WHAT IS EXPECTED:
Give the listing again in full, matching it character for character.

RECORDS FOR THE TASK:
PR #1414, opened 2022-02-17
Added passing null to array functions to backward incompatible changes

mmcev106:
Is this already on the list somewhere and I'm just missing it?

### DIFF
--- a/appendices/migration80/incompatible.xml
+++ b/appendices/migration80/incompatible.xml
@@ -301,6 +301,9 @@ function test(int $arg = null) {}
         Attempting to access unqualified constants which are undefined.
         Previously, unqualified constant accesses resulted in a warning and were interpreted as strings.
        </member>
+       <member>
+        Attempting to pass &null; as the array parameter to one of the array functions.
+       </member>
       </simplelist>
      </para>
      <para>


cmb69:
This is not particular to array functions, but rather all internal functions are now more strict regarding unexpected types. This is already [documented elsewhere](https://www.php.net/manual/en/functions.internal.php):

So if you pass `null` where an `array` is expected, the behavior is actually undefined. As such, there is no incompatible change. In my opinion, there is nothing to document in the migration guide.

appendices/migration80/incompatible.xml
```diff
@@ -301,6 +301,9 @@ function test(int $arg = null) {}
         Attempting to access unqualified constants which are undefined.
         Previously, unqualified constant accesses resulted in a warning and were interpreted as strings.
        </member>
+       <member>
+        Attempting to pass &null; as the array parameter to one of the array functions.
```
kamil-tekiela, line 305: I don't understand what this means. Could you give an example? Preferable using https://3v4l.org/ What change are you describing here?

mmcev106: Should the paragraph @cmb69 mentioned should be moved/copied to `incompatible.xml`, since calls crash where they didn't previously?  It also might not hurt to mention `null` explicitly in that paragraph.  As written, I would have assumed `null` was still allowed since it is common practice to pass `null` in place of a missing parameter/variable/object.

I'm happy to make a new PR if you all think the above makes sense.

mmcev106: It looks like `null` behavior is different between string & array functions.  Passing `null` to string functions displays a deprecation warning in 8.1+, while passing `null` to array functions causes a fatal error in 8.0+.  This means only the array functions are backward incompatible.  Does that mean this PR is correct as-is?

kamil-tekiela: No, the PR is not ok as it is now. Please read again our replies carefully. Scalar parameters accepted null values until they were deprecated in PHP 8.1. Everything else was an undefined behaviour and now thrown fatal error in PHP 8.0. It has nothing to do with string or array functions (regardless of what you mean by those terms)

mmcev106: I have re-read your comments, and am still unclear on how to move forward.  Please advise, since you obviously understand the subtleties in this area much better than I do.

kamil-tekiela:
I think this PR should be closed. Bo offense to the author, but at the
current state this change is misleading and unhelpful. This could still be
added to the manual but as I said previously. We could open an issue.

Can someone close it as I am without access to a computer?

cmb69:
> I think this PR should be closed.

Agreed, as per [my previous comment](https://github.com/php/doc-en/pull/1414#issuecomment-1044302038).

RESULT OF THE EXERCISE:
PR #1414, opened 2022-02-17
Added passing null to array functions to backward incompatible changes

mmcev106:
Is this already on the list somewhere and I'm just missing it?

### DIFF
--- a/appendices/migration80/incompatible.xml
+++ b/appendices/migration80/incompatible.xml
@@ -301,6 +301,9 @@ function test(int $arg = null) {}
         Attempting to access unqualified constants which are undefined.
         Previously, unqualified constant accesses resulted in a warning and were interpreted as strings.
        </member>
+       <member>
+        Attempting to pass &null; as the array parameter to one of the array functions.
+       </member>
       </simplelist>
      </para>
      <para>


cmb69:
This is not particular to array functions, but rather all internal functions are now more strict regarding unexpected types. This is already [documented elsewhere](https://www.php.net/manual/en/functions.internal.php):

So if you pass `null` where an `array` is expected, the behavior is actually undefined. As such, there is no incompatible change. In my opinion, there is nothing to document in the migration guide.

appendices/migration80/incompatible.xml
```diff
@@ -301,6 +301,9 @@ function test(int $arg = null) {}
         Attempting to access unqualified constants which are undefined.
         Previously, unqualified constant accesses resulted in a warning and were interpreted as strings.
        </member>
+       <member>
+        Attempting to pass &null; as the array parameter to one of the array functions.
```
kamil-tekiela, line 305: I don't understand what this means. Could you give an example? Preferable using https://3v4l.org/ What change are you describing here?

mmcev106: Should the paragraph @cmb69 mentioned should be moved/copied to `incompatible.xml`, since calls crash where they didn't previously?  It also might not hurt to mention `null` explicitly in that paragraph.  As written, I would have assumed `null` was still allowed since it is common practice to pass `null` in place of a missing parameter/variable/object.

I'm happy to make a new PR if you all think the above makes sense.

mmcev106: It looks like `null` behavior is different between string & array functions.  Passing `null` to string functions displays a deprecation warning in 8.1+, while passing `null` to array functions causes a fatal error in 8.0+.  This means only the array functions are backward incompatible.  Does that mean this PR is correct as-is?

kamil-tekiela: No, the PR is not ok as it is now. Please read again our replies carefully. Scalar parameters accepted null values until they were deprecated in PHP 8.1. Everything else was an undefined behaviour and now thrown fatal error in PHP 8.0. It has nothing to do with string or array functions (regardless of what you mean by those terms)

mmcev106: I have re-read your comments, and am still unclear on how to move forward.  Please advise, since you obviously understand the subtleties in this area much better than I do.

kamil-tekiela:
I think this PR should be closed. Bo offense to the author, but at the
current state this change is misleading and unhelpful. This could still be
added to the manual but as I said previously. We could open an issue.

Can someone close it as I am without access to a computer?

cmb69:
> I think this PR should be closed.

Agreed, as per [my previous comment](https://github.com/php/doc-en/pull/1414#issuecomment-1044302038).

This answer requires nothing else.